Hi-Grade: Ford Motor Credit Shops Benchmark Bond Deal With CDS At New Low

Jun 3 2014, 9:46am CDT | by

After placing $1.75 billion of new debt in March, Ford Motor Credit (FMCC) is back in the market today with a benchmark offering of 3.5-year notes via bookrunners Credit Agricole, Deutsche Bank, Goldman Sachs, J.P. Morgan, and RBS, sources said.

The notes, which are guided to a BBB-/Baa3 profile, are not subject to redemption prior to maturity, according to regulatory filings.

Initial whispers for today’s deal started in the T+100 area. In March, the auto maker’s finance arm placed $1.1 billion of 2.375% five-year notes at T+93, which changed hands yesterday at tighter G-Spread-equivalent levels near T+80, trade data show. As part of that March offering, FMCC also inked $650 million of five-year floating-rate notes at L+83.

Today’s offering comes with FMCC credit spreads at post-crisis lows. Five-year CDS referencing FMCC debt ebbed 4% this morning, declining roughly three basis points, to the 70-bps area, or down from 118 bps at the start of the year and a 2013 peak near 180 bps witnessed late last June, according to Markit.

Today’s offering is the second of the year for the frequent issuer, and fourth since Ford Motor Co. and FMCC garnered their first across-the-board investment-grade ratings profile dating to 2005, following an S&P upgrade in early September. The issuer placed a total of $8 billion of new benchmark debt last year across six benchmark issues, up from $3.25 billion in 2012, LCD data show.
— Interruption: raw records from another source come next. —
PR #41, opened 2017-05-21
Use y.Printf which honors the verbose option. Fix #33

### LINKED ISSUE #33: Make logging configurable
I noticed that even if I set verbose to false, I get some noise like: "LOG Compact. Iteration to generate one table took: 110.092µs"

Badger is directly calling `fmt.Printf` which is not configurable client side.

Thanks

magic003:
Trying to use y.Printf for verbose information. It honors the verbose option from KV.

For those already using y.Printf. I removed the unnecessary verbose check.

---
This change is [Reviewable](https://reviewable.io/reviews/dgraph-io/badger/41)

### DIFF
--- a/badger/kv.go
+++ b/badger/kv.go
@@ -17,7 +17,6 @@
 package badger
 
 import (
-	"fmt"
 	"os"
 	"sync"
 	"time"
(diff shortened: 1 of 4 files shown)


manishrjain:
:lgtm: Thanks for the fix. We actually need to do more work here, so that the scope of VerboseMode would be limited to KV store instance, and not be global to the process.

---

Reviewed 4 of 4 files at r1.

---



*Comments from [Reviewable](https://reviewable.io:443/reviews/dgraph-io/badger/41#-:-KkhSaFrO3drBADap33n:bityffv)*

PR #42, opened 2017-05-21
Skip the head key in iterator so that its not returned to the user

### LINKED ISSUE #37: Slice bounds out of range error
Steps to reproduce

1. Compile and run dgraph on branch `badger`.
`./dgraph`

2. Load goldendata using dgraphloader.
`./dgraphloader -r ~/go/src/github.com/dgraph-io/benchmarks/data/goldendata.rdf.gz`

3. As soon as dgraphloader finishes, issue a shutdown command to server.
`curl localhost:8080/admin/shutdown`

4. Start Dgraph again.
`./dgraph`

5. Now try taking a backup.
`curl localhost:8080/admin/backup`

Dgraph panics with error
```
panic: runtime error: slice bounds out of range

goroutine 19899 [running]:
github.com/dgraph-io/dgraph/x.Parse(0xc43331498a, 0x6, 0x6, 0x2)
	/home/pawan/go/src/github.com/dgraph-io/dgraph/x/keys.go:195 +0x236
github.com/dgraph-io/dgraph/worker.backup(0x1, 0xcd16da, 0x6, 0x0, 0x0)
	/home/pawan/go/src/github.com/dgraph-io/dgraph/worker/backup.go:254 +0x85e
github.com/dgraph-io/dgraph/worker.handleBackupForGroup(0x7f6d936a4970, 0xc4200105b0, 0x627d3dd58c69d20, 0xc400000001, 0x0)
	/home/pawan/go/src/github.com/dgraph-io/dgraph/worker/backup.go:330 +0xa83
github.com/dgraph-io/dgraph/worker.BackupOverNetwork.func1(0xc42b4f6d20, 0x7f6d936a4970, 0xc4200105b0, 0x1)
	/home/pawan/go/src/github.com/dgraph-io/dgraph/worker/backup.go:445 +0x4b
created by github.com/dgraph-io/dgraph/worker.BackupOverNetwork
	/home/pawan/go/src/github.com/dgraph-io/dgraph/worker/backup.go:446 +0x138
```

pawanrawal:
Fixes #37

---
This change is [Reviewable](https://reviewable.io/reviews/dgraph-io/badger/42)

### DIFF
--- a/badger/iterator.go
+++ b/badger/iterator.go
@@ -138,9 +138,6 @@ func (it *Iterator) Next() {
 
 	// Set next item to current
 	it.item = it.data.pop()
-	if it.item != nil && bytes.Equal(it.item.Key(), head) {
-		it.item = it.data.pop()
-	}
 
 	// Advance internal iterator until entry is not deleted
 	for it.iitr.Valid() {
@@ -178,6 +175,9 @@ func (it *Iterator) prefetch() {
 	var count int
 	it.item = nil
 	for ; i.Valid(); i.Next() {
+		if bytes.Equal(it.iitr.Key(), head) {
+			continue
+		}
 		if i.Value().Meta&BitDelete > 0 {
 			continue
 		}
--- a/badger/iterator.go
+++ b/badger/iterator.go
@@ -97,10 +97,11 @@ type Iterator struct {
 	kv   *KV
 	iitr y.Iterator
 
-	opt   IteratorOptions
-	item  *KVItem
-	data  list
-	waste list
+	opt      IteratorOptions
+	item     *KVItem
+	data     list
+	waste    list
+	pastHead bool
 }
 
 func (it *Iterator) newItem() *KVItem {
@@ -137,14 +138,15 @@ func (it *Iterator) Next() {
 
 	// Set next item to current
 	it.item = it.data.pop()
-	if bytes.Equal(it.item.Key(), head) {
+	if it.item != nil && bytes.Equal(it.item.Key(), head) {
 		it.item = it.data.pop()
 	}
 
 	// Advance internal iterator until entry is not deleted
 	for it.iitr.Valid() {
 		it.iitr.Next()
-		if bytes.Equal(it.iitr.Key(), head) {
+		if !it.pastHead && bytes.Equal(it.iitr.Key(), head) {
+			it.pastHead = true
 			continue
 		}
 		if it.iitr.Value().Meta&BitDelete == 0 {
@@ -205,6 +207,7 @@ func (it *Iterator) Seek(key []byte) {
 	it.iitr.Seek(key)
 	if bytes.Equal(it.iitr.Key(), head) {
 		it.iitr.Next()
+		it.pastHead = true
 	}
 	it.prefetch()
 }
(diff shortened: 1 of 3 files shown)


manishrjain:
Let me know when this is ready for review.

manishrjain:
Review status: 0 of 2 files reviewed at latest revision, 1 unresolved discussion.

---

*[badger/iterator.go, line 208 at r2](https://reviewable.io:443/reviews/dgraph-io/badger/42#-Kki5Jdx5Z2NJmPwNUOh:-Kki5Jdx5Z2NJmPwNUOi:b-nml42q) ([raw file](https://github.com/dgraph-io/badger/blob/0e11f61b4b6945ce977efaed26a795798366ce89/badger/iterator.go#L208)):*
> ```Go
> 	}
> 	it.iitr.Seek(key)
> 	if !it.pastHead && bytes.Equal(it.iitr.Key(), head) {
> ```

We should probably do this for an entire prefix, that is specific to badger. So, we should change the name of this to `!badger!head`; and then skip all keys who start with `!badger!`. `!` occurs earlier than `/`, and is also much less commonly used.

I think to avoid complexity, and to avoid doing micro optimizations (which I suggested), let's just use `bytes.HasPrefix(..)` to determine if they key has this `!badger!` prefix, and if so, skip the keys until you find the first non-such key. Then we can just get rid of this `pastHead` logic and just compare every key. `bytes.HasPrefix` should be able to determine the outcome pretty fast anyway.

---


*Comments from [Reviewable](https://reviewable.io:443/reviews/dgraph-io/badger/42)*

pawanrawal:
Review status: 0 of 3 files reviewed at latest revision, 1 unresolved discussion.

---

*[badger/iterator.go, line 208 at r2](https://reviewable.io:443/reviews/dgraph-io/badger/42#-Kki5Jdx5Z2NJmPwNUOh:-KkiKYRWOwhDFbSzYkCA:b-oh178x) ([raw file](https://github.com/dgraph-io/badger/blob/0e11f61b4b6945ce977efaed26a795798366ce89/badger/iterator.go#L208)):*

We should probably do this for an entire prefix, that is specific to badger. So, we should change the name of this to `!badger!head`; and then skip all keys who start with `!badger!`. `!` occurs earlier than `/`, and is also much less commonly used.

I think to avoid complexity, and to avoid doing micro optimizations (which I suggested), let's just use `bytes.HasPrefix(..)` to determine if they key has this `!badger!` prefix, and if so, skip the keys until you find the first non-such key. Then we can just get rid of this `pastHead` logic and just compare every key. `bytes.HasPrefix` should be able to determine the outcome pretty fast anyway.
</blockquote></details>

Done. That's cleaner and leaves scope for adding new keys later.

---


*Comments from [Reviewable](https://reviewable.io:443/reviews/dgraph-io/badger/42)*

manishrjain:
:lgtm:

---

Reviewed 3 of 3 files at r3.

---

*[badger/iterator.go, line 176 at r3](https://reviewable.io:443/reviews/dgraph-io/badger/42#-KlHPOZEURji7FYa4Oyt:-KlHPOZEURji7FYa4Oyu:b-dwogs5) ([raw file](https://github.com/dgraph-io/badger/blob/7a9e9ff97f2a0528ed96c1526bce73df88c3c0af/badger/iterator.go#L176)):*
> ```Go
> 	it.item = nil
> 	for ; i.Valid(); i.Next() {
> 		if bytes.HasPrefix(it.iitr.Key(), badgerPrefix) {
> ```

Use i instead of it.iitr

---


*Comments from [Reviewable](https://reviewable.io:443/reviews/dgraph-io/badger/42#-:-KlHSb1t1djAT3a95dL0:bnfp4nl)*

PR #69, opened 2017-06-20
Add Exists method on KV struct

### LINKED ISSUE #66: Possibility to test existence of a key without reaching Value log
Currently to test if a key exists or not I use `Get` and then test if the Value is nil or not.
Does that mean we hit the value log every time or we only stay in the memtable and LSM ?

zaibon:
fixes #66

Results of the benchmark 
```
BenchmarkExists/WithGet-4         	  200000	      5739 ns/op
BenchmarkExists/WithExists-4      	  300000	      4634 ns/op
```

---
This change is [Reviewable](https://reviewable.io/reviews/dgraph-io/badger/69)

### DIFF
--- a/badger/doc_test.go
+++ b/badger/doc_test.go
@@ -27,6 +27,7 @@ var d string = "doc"
 func Example() {
 	opt := badger.DefaultOptions
 	opt.Dir = "/tmp"
+	opt.ValueDir = "/tmp"
 	kv, _ := badger.NewKV(&opt)
 
 	key := []byte("hello")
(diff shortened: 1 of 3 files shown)


manishrjain:
:lgtm: Thanks for the PR.

---

Reviewed 3 of 3 files at r1.

---



*Comments from [Reviewable](https://reviewable.io:443/reviews/dgraph-io/badger/69#-:-KnMPh7bRSrm3ehhAOz8:bke5l9a)*

PR #70, opened 2017-06-24
Added ValidForPrefix() method on Iterator

celrenheit:
Added a convenience method on Iterator to check for prefix.

---
This change is [Reviewable](https://reviewable.io/reviews/dgraph-io/badger/70)

### DIFF
--- a/badger/iterator.go
+++ b/badger/iterator.go
@@ -126,7 +126,7 @@ func (it *Iterator) Valid() bool { return it.item != nil }
 // ValidForPrefix returns false when iteration is done
 // or when the current key is not prefixed by the specified prefix.
 func (it *Iterator) ValidForPrefix(prefix []byte) bool {
-	return it.Valid() && bytes.HasPrefix(it.Item().Key(), prefix)
+	return it.item != nil && bytes.HasPrefix(it.item.key, prefix)
 }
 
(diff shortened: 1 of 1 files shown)


manishrjain:
Reviewed 1 of 1 files at r1.

---

*[badger/iterator.go, line 129 at r1](https://reviewable.io:443/reviews/dgraph-io/badger/70#-Kncn5SiggsnukM8mvbq:-Kncn5SiggsnukM8mvbr:bp2uiam) ([raw file](https://github.com/dgraph-io/badger/blob/ce9ff7317297ed3f6226c69688c030a7f507a5fc/badger/iterator.go#L129)):*
> ```Go
> // or when the current key is not prefixed by the specified prefix.
> func (it *Iterator) ValidForPrefix(prefix []byte) bool {
> 	return it.Valid() && bytes.HasPrefix(it.Item().Key(), prefix)
> ```

You could avoid the indirection, like so. This would be faster when run repeatedly in a loop.

it.item != nil && bytes.HasPrefix(it.item.Key(), prefix)

---


*Comments from [Reviewable](https://reviewable.io:443/reviews/dgraph-io/badger/70)*

manishrjain:
Thanks for the PR!

PR #99, opened 2017-07-10
Make (*KV).doWrites limit batch size and avoid polling

srh:
Only one do-channel-stuff-and-sleep loop (this one) is trivially convertible because the others hold locks while accessing the channel.  So you wouldn't want to block while doing that.  (But is it actually necessary to hold a lock while waiting on the channel?  That's a strange thing to see, I might investigate that later.)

Ratings agencies maintain stable outlooks on the low-triple-B ratings. “Compared with most finance companies, we look positively on Ford Credit’s access to the debt markets, as most auto-related finance assets performed as we expected during the severe 2008-2009 downturn,” S&P analysts noted in ratings rationale published last month, while also citing FMCC as one of the biggest players in the asset-backed-securities marketplace. The company had about $21 billion of available liquidity at the end of last year, S&P said.